Zulip Chat Archive

Stream: Analysis I

Topic: Which exercise does iProd_equiv_tuples correspond to?


Dan Abramov (Aug 11 2025 at 23:58):

Asking about this equivalence:

noncomputable abbrev SetTheory.Set.iProd_equiv_tuples (n:) (X: Fin n  Set) :
    iProd X  { t:Tuple n //  i, (t.x i:Object)  X i } where

I assume it's considered part of Exercise 3.5.2 — is that correct?

Would it be accurate to say it corresponds to this part?

Screenshot 2025-08-12 at 00.56.54.png

If yes, is the book's suggestion to rely on Exercise 3.4.7 (SetTheory.Set.partial_functions) still relevant here? Or is the reader meant to follow a different approach?

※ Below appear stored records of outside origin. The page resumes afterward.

PR #367, opened 2022-06-08
Make mongocrypt.h a non-generated header

vector-of-bool:
The only reason we generate `mongocrypt.h` at configure-time is to generate the `MONGOCRYPT_VERSION` macro string. Since we are already doing configure-time generation of `mongocrypt-config.h`, it is easier to just move the version macro into that file, which is already `#include`d by `mongocrypt.h`.

### DIFF
--- a/bindings/python/pymongocrypt/binding.py
+++ b/bindings/python/pymongocrypt/binding.py
@@ -57,11 +57,8 @@ ffi.cdef("""
  * See all public API documentation in: @ref mongocrypt.h
  */
 
-/**
- * @def MONGOCRYPT_VERSION
- * The version string describing libmongocrypt.
- * Has the form x.y.z-<pre>+<date>+git<sha>.
- */
+/* clang-format off */
+/* clang-format on */
 
 /**
  * Returns the version string for libmongocrypt.
--- a/src/mongocrypt.h
+++ b/src/mongocrypt.h
@@ -26,22 +26,15 @@
 #include "mongocrypt-export.h"
 #include "mongocrypt-compat.h"
 
-/**
- * @macro MONGOCRYPT_VERSION
- * @brief The version string describing libmongocrypt.
- * Has the form x.y.z-<pre>+<date>+git<sha>.
- */
-
-// clang-format off
+/* clang-format off */
 #ifndef __has_include
    #include "mongocrypt-config.h"
 #elif __has_include("mongocrypt-config.h")
    #include "mongocrypt-config.h"
 #else
-   #error "No 'mongocrypt-config.h' header is available. " \
-          "This must be generated in order to use libmongocrypt"
+   #error "No 'mongocrypt-config.h' header is available. This must be generated in order to use libmongocrypt"
 #endif
-// clang-format on
+/* clang-format on */
 
 /**
  * Returns the version string for libmongocrypt.
--- a/src/mongocrypt.h
+++ b/src/mongocrypt.h
@@ -33,7 +33,8 @@
    #if __has_include("mongocrypt-config.h")
       #include "mongocrypt-config.h"
    #else
-      #error "No 'mongocrypt-config.h' header is available. This must be generated in order to use libmongocrypt"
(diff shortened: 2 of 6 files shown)


bindings/python/pymongocrypt/binding.py
```diff
@@ -57,11 +57,8 @@ def _parse_version(version):
  * See all public API documentation in: @ref mongocrypt.h
  */
 
-/**
- * @def MONGOCRYPT_VERSION
- * The version string describing libmongocrypt.
- * Has the form x.y.z-<pre>+<date>+git<sha>.
- */
+/* clang-format off */
+/* clang-format on */
```
jmikola, line 61: What's the point of turning `clang-format` off and on in succession?

vector-of-bool: This string is generated by a script that strips certain content from `mongocrypt.h`. In this case, the lines removed were all C preprocessor directives, but these two surrounding comments remain.

rcsanchez97 (commented):
The `bindings/python/strip_header.py` gives an example of invocation on `mongocrypt.h.in`.  You might consider changing that.  Also, if`strip_header.py` has no use after the header rename, it might make sense to remove it.  There is also a reference and a link to `mongocrypt.h.in` in `README.md`.  It probably just needs to be updated to refer to `mongocrypt.h` rather than `mongocrypt.h.in`.

src/mongocrypt.h
```diff
@@ -25,14 +25,18 @@
...
- */
-#define MONGOCRYPT_VERSION "@MONGOCRYPT_BUILD_VERSION@"
+/* clang-format off */
+#ifndef __has_include
+   #include "mongocrypt-config.h"
+#else
+   #if __has_include("mongocrypt-config.h")
+      #include "mongocrypt-config.h"
+   #else
+      #error "No 'mongocrypt-config.h' header is available. This must be generated in order to use libmongocrypt"
```
eramongodb, line 36: Confirming, is the purpose of detecting and using `__has_include` solely to provide a better error message given ``"mongocrypt-config.h"` cannot be found?

src/mongocrypt.h
```diff
@@ -25,14 +25,18 @@
...
 #include "mongocrypt-compat.h"
-#include "mongocrypt-config.h"
 
-/**
- * @def MONGOCRYPT_VERSION
- * The version string describing libmongocrypt.
- * Has the form x.y.z-<pre>+<date>+git<sha>.
- */
-#define MONGOCRYPT_VERSION "@MONGOCRYPT_BUILD_VERSION@"
+/* clang-format off */
```
eramongodb, line 29: Suggest removing the disabling of `clang-format` within this code block.

Side note: is the clang-format option `IndentPPDirectives` worth considering?

`IndentPPDirectives: BeforeHash`:
```c
#ifndef __has_include
   #include "mongocrypt-config.h"
#else
   #if __has_include("mongocrypt-config.h")
      #include "mongocrypt-config.h"
   #else
      #error \
         "No 'mongocrypt-config.h' header is available. This must be generated in order to use libmongocrypt"
   #endif
#endif
```

`IndentPPDirectives: AfterHash` (my preference):
```c
#ifndef __has_include
#   include "mongocrypt-config.h"
#else
#   if __has_include("mongocrypt-config.h")
#      include "mongocrypt-config.h"
#   else
#      error \
         "No 'mongocrypt-config.h' header is available. This must be generated in order to use libmongocrypt"
#   endif
#endif
```

eramongodb (approved):

src/mongocrypt.h
vector-of-bool: I'd like to enable that option as it really helps with readability, but I'd reserve that for a change where we re-apply formatting across the project(s), since that would have effects in many files.

jmikola (approved):
Tested locally with PHPC. This will just require removing `mongocrypt.h` from our `AC_CONFIG_FILES` line in `config.m4` (and related change in `config.w32` for Windows).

For reference, my solution, which does not use partial_functions, (but is very similar to @Rado Kirov's) ended up being:

noncomputable abbrev SetTheory.Set.iProd_equiv_tuples (n:) (X: Fin n  Set) :
    iProd X  { t:Tuple n //  i, (t.x i:Object)  X i } where
  toFun := fun t 
    let hx := (mem_iProd _).mp t.property
    let x := hx.choose
    {
      X := iUnion _ fun i  {((x i): Object)},
      x := fun i  x i, by rw [mem_iUnion]; use i; simp,
      surj := by
        rintro o, ho
        rw [mem_iUnion] at ho
        obtain i, hi := ho
        rw [mem_singleton] at hi
        subst hi
        use i
    }, by intro i; use (x i).property
  invFun := fun t 
    let x := fun i  (t.val.x i, t.property i: X i)
    tuple x, by rw [mem_iProd]; use x
  left_inv := by
    intro t
    let hx := (mem_iProd _).mp t.property
    simp [hx.choose_spec]
  right_inv := by
    intro t, _⟩
    ext xi
    · simp only [mem_iUnion, mem_singleton]
      generalize_proofs hx
      have := hx.choose_spec
      rw [tuple_inj] at this
      simp only [this]
      obtain x, hx := hx
      constructor
      · rintro i, rfl
        use (t.x i).property
      intro hxi
      obtain i, hi := t.surj xi, hxi
      use i
      rw [hi]
    dsimp only []
    generalize_proofs hx
    have := hx.choose_spec
    rw [tuple_inj] at this
    rw [this]

Thanks!

Terence Tao (Aug 12 2025 at 02:50):

Not exactly; the Lean implementation of Definition 3.5.6 already gives iProd X the type of Set, and in general it's a bit hard to directly translate "show that something is indeed a set" into a strongly typed language, short of asking the reader to supply a definition that type-checks. But that definition used a different notion of a tuple than the one used in Exercise 3.5.2, so I instead added this exercise to demonstrate compatibility (but within Mathlib's framework of set theory and equivalences, rather than try to embed this new version of a tuple and product inside the Chapter 3 set theory (which one could also do, but I feel it more important to transition towards Mathlib's set theory at this point)).